这次竟然会为了他而破例,究竟是什么原因呢?”
巫兑泽认真地思索了一会儿,也觉得有些想不通,但他还是坚定的对巫艮山说道。
“师父做事自然有他的道理,你只要管好自己的事情,跟着师父好好学习就可以了。
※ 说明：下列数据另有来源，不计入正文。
PR #2052, opened 2018-04-17
Fix the wrong usage of _caseless_remove() when decode_content is specified

fiboknacky:
The _caseless_remove function was used incorrectly and it will clear all the values inside `$options['_conditional']` when `decode_content` is specified as an option.


sagikazarmark:
Thanks for submitting this fix.

PR #2058, opened 2018-04-20
ClientInterface/Client signatures do not match [request()/requestAsync()]

kdebisschop:
This mismatch creates problems for PhpUnit


Nyholm:
It is okey that an implementation may be accepting a wider range of inputs.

”
与此同时,祁棠也来到了申氏家族的门口。
一进门,她便看到了迎面而来的杜原款父子。
“阿棠!你又跑到哪里去了!”
杜原款简直是要气坏了,他一向最为尊崇传统礼教,认为身为女子就该严格遵守三从四德的规范,平日里要恪守妇道,谨言慎行,大门不出,二门不迈。
谁曾想,昨天晚上,他跟杜适刚结束宴席,突然就接到女奴报来的消息说,阿棠自称是第一次来曲沃,想去街上转转。
然后,她便长达大半夜未归,最后还是被申生给送回来的。
那申生是什么人,杜原款再清楚不过了,他这名义上的庶女身份有多卑微,他也再清楚不过。
一个女奴所出之女,根本就配不上未来的晋国继承人。
今天早晨,他本想找来阿棠兴师问罪,没想到一问那些负责伺候阿棠的女奴才知道,这丫头又跑出去了。
得知消息后的杜原款越想越气,但又碍于祁棠好像是跟着申生一起出去的,申生毕竟身份特殊,如今祁棠跟他扯上关系,万一真有点什么瓜葛,他也不好发作得太厉害,倒可能惹得申生不满。
但他还是决定只要离开了申氏家族,到了申生一时看不到的地方,他就一定要偷偷地在私底下好好教训一下这个违背他平日里谆谆教诲的野丫头。
杜原款一脸怒容的直视着祁棠,大声的呵斥道:
“你一个女孩子,不老老实实的待在申氏的府里,动不动就往外跑,像个什么样子!”
祁棠顾不得与杜原款废话,她满脑子只想着要提醒申生小心勃鞮,于是焦急地问道:
“申生哥哥在哪里?我找他有事!”
杜原款没想到这个顽劣成性的女儿居然丝毫不在意他的训斥,满脑子还在想着申生,当场气得扬起手想要扇她耳光。
但他很快又想到,此时他们毕竟是在申氏家族里做客,不便在这里对女儿过于严厉。
更何况,他还不知道申生对于祁棠的心思是不是像他猜测的那样,他只得将已经举起的手又缓缓放下。
“申生跟他的父亲都在花园里,应该正在谈事情。”杜原款极不情愿的说道。
祁棠一听申生父子都在,更是觉得可以一次性把话说清楚,于是急忙朝着花园跑去。